## TASK TO CARRY OUT
Retype each record exactly.
** SOURCE DATA follows **
Issue #512, opened 2020-05-09
Sub-level recalculation error


fjrn:
When requesting HO to Recalculate sublevels or Recalculate sublevels (7 weeks), the following error occurs:
java.lang.NullPointerException
![java lang NullPointerException](https://user-images.githubusercontent.com/64761641/81481744-92e38780-9208-11ea-8880-9360d4184cb9.JPG)

**Additional information**
![Error](https://user-images.githubusercontent.com/64761641/81481571-89a5eb00-9207-11ea-950e-d8ee8509541b.JPG)

fjrn:
Obrigado pela atenção. Se precisar de mais informações, eu estou a disposição.

akasolace:
@fjrn  a copy of your db would help looking at this issue ... thank you

fjrn:
[db.zip](https://github.com/akasolace/HO/files/4617841/db.zip)

wsbrenk:
db contains only one single training. subskill recalculation seems to skip the very first training.

with current master i could not reproduce the npe

akasolace:
@wsbrenk just to clarify is it that we can't reproduce the error or that the error only occur if user tries to recalculate subskill when there is only one training in the database ?

wsbrenk:
@akasolace i could not reproduce the npe given by @fjrn. i think we still did repare it the last weeks. wasn't there another ticket concerning "getAufstellung"?!

what i saw, was that there is still another bug which happens if only one single training is in the database and all stored hrfs are after the trainings date. Then NO recalculation is done.

wsbrenk:
![grafik](https://user-images.githubusercontent.com/11821502/83980902-8e9aaf00-a919-11ea-93be-a7fa900c8a6f.png)

recalculation is done now also on trainings that took place before the first hrf was loaded.

i did introduce a lazy loading option to HOModel, since a lot of stuff was loaded by HOVerwaltung.loadModel which is not needed by the recalculation method.

fjrn:
Thank you for your service.
I can't interpret the error report, so I can't comment on the error. I believe that the proposed improvement will increase the yield.
The sub-level recalculation is working perfectly

PR #559, opened 2020-06-08
Bug512

wsbrenk:
 
   - fixes issue #512 
 
 - [x] have been updated
 - [ ] do not require update

a lot of the files were attached since i translated some german names

a recalc of my 15 years HO history took place in less than 5 minutes - that's OK i think.

### DIFF
--- a/src/main/java/core/model/HOModel.java
+++ b/src/main/java/core/model/HOModel.java
@@ -41,14 +41,13 @@ public class HOModel {
     private Lineup m_clAufstellung;
     private Lineup m_clLastAufstellung;
     private Basics m_clBasics;
-//    private EPV epv = new EPV();
     private Finanzen m_clFinanzen;
     private Liga m_clLiga;
     private Spielplan m_clSpielplan;
     private Stadium m_clStadium;
     private Team m_clTeam;
-    private Vector<Player> m_vOldPlayer = new Vector<Player>();
-    private Vector<Player> m_vPlayer = new Vector<Player>();
+    private static List<Player> m_vOldPlayer;
+    private List<Player> m_vPlayer;
     private Verein m_clVerein;
     private XtraData m_clXtraDaten;
     private int m_iID = -1;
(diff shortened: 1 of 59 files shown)


akasolace:
This is a lot of cleanup !

src/main/java/core/model/HOModel.java
```diff
@@ -100,29 +103,25 @@ public final void setAllOldSpieler(Vector<Player> playerVector) {
...
     }
 
     //---------Player--------------------------------------
 
     /**
-     * Gibt alle Player zurück
+     * Returns all current players
      */
-    public final Vector<Player> getAllSpieler() {
+    public final List<Player> getCurrentPlayer() {
```
tychobrailleur, line 118: This should be made plural, `getCurrentPlayers`, it's confusing otherwise.

src/main/java/module/lineup/AufstellungsAssistentPanel.java
```diff
@@ -346,12 +346,10 @@ private void startAssistant(HOModel hoModel, HOMainFrame mainFrame) {
 			}
 		}
 
-		final Vector<Player> vPlayer = new Vector<Player>();
-		final Vector<Player> allePlayer = hoModel.getAllSpieler();
+		final List<Player> vPlayer = new Vector<Player>();
```
tychobrailleur, line 349: I don't have full context on my phone, but shouldn't `Vector` be an `ArrayList` here too?

tychobrailleur:
> This is a lot of cleanup !

It sure is, that's great, thanks @wsbrenk !!

akasolace:
@tychobrailleur sorry I did not see your review was ongoing ...

src/main/java/core/model/HOModel.java
wsbrenk: getCurrentPlayers would be my favorite
there is another getter getAllOldSpieler (sorry i missed this one) which fetches the complete list of historical players of your club. getAllPlayers could lead to confusion i think.

src/main/java/module/lineup/AufstellungsAssistentPanel.java
wsbrenk: confirmativ - i only changed the declaration as List, whereas i never changed the allocation. But i think it would be a good idea to change it to ArrayList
** End of SOURCE DATA **
## RESPONSE TO THE TASK
Issue #512, opened 2020-05-09
Sub-level recalculation error


fjrn:
When requesting HO to Recalculate sublevels or Recalculate sublevels (7 weeks), the following error occurs:
java.lang.NullPointerException
![java lang NullPointerException](https://user-images.githubusercontent.com/64761641/81481744-92e38780-9208-11ea-8880-9360d4184cb9.JPG)

**Additional information**
![Error](https://user-images.githubusercontent.com/64761641/81481571-89a5eb00-9207-11ea-950e-d8ee8509541b.JPG)

fjrn:
Obrigado pela atenção. Se precisar de mais informações, eu estou a disposição.

akasolace:
@fjrn  a copy of your db would help looking at this issue ... thank you

fjrn:
[db.zip](https://github.com/akasolace/HO/files/4617841/db.zip)

wsbrenk:
db contains only one single training. subskill recalculation seems to skip the very first training.

with current master i could not reproduce the npe

akasolace:
@wsbrenk just to clarify is it that we can't reproduce the error or that the error only occur if user tries to recalculate subskill when there is only one training in the database ?

wsbrenk:
@akasolace i could not reproduce the npe given by @fjrn. i think we still did repare it the last weeks. wasn't there another ticket concerning "getAufstellung"?!

what i saw, was that there is still another bug which happens if only one single training is in the database and all stored hrfs are after the trainings date. Then NO recalculation is done.

wsbrenk:
![grafik](https://user-images.githubusercontent.com/11821502/83980902-8e9aaf00-a919-11ea-93be-a7fa900c8a6f.png)

recalculation is done now also on trainings that took place before the first hrf was loaded.

i did introduce a lazy loading option to HOModel, since a lot of stuff was loaded by HOVerwaltung.loadModel which is not needed by the recalculation method.

fjrn:
Thank you for your service.
I can't interpret the error report, so I can't comment on the error. I believe that the proposed improvement will increase the yield.
The sub-level recalculation is working perfectly

PR #559, opened 2020-06-08
Bug512

wsbrenk:
 
   - fixes issue #512 
 
 - [x] have been updated
 - [ ] do not require update

a lot of the files were attached since i translated some german names

a recalc of my 15 years HO history took place in less than 5 minutes - that's OK i think.

### DIFF
--- a/src/main/java/core/model/HOModel.java
+++ b/src/main/java/core/model/HOModel.java
@@ -41,14 +41,13 @@ public class HOModel {
     private Lineup m_clAufstellung;
     private Lineup m_clLastAufstellung;
     private Basics m_clBasics;
-//    private EPV epv = new EPV();
     private Finanzen m_clFinanzen;
     private Liga m_clLiga;
     private Spielplan m_clSpielplan;
     private Stadium m_clStadium;
     private Team m_clTeam;
-    private Vector<Player> m_vOldPlayer = new Vector<Player>();
-    private Vector<Player> m_vPlayer = new Vector<Player>();
+    private static List<Player> m_vOldPlayer;
+    private List<Player> m_vPlayer;
     private Verein m_clVerein;
     private XtraData m_clXtraDaten;
     private int m_iID = -1;
(diff shortened: 1 of 59 files shown)


akasolace:
This is a lot of cleanup !

src/main/java/core/model/HOModel.java
```diff
@@ -100,29 +103,25 @@ public final void setAllOldSpieler(Vector<Player> playerVector) {
...
     }
 
     //---------Player--------------------------------------
 
     /**
-     * Gibt alle Player zurück
+     * Returns all current players
      */
-    public final Vector<Player> getAllSpieler() {
+    public final List<Player> getCurrentPlayer() {
```
tychobrailleur, line 118: This should be made plural, `getCurrentPlayers`, it's confusing otherwise.

src/main/java/module/lineup/AufstellungsAssistentPanel.java
```diff
@@ -346,12 +346,10 @@ private void startAssistant(HOModel hoModel, HOMainFrame mainFrame) {
 			}
 		}
 
-		final Vector<Player> vPlayer = new Vector<Player>();
-		final Vector<Player> allePlayer = hoModel.getAllSpieler();
+		final List<Player> vPlayer = new Vector<Player>();
```
tychobrailleur, line 349: I don't have full context on my phone, but shouldn't `Vector` be an `ArrayList` here too?

tychobrailleur:
> This is a lot of cleanup !

It sure is, that's great, thanks @wsbrenk !!

akasolace:
@tychobrailleur sorry I did not see your review was ongoing ...

src/main/java/core/model/HOModel.java
wsbrenk: getCurrentPlayers would be my favorite
there is another getter getAllOldSpieler (sorry i missed this one) which fetches the complete list of historical players of your club. getAllPlayers could lead to confusion i think.

src/main/java/module/lineup/AufstellungsAssistentPanel.java
wsbrenk: confirmativ - i only changed the declaration as List, whereas i never changed the allocation. But i think it would be a good idea to change it to ArrayList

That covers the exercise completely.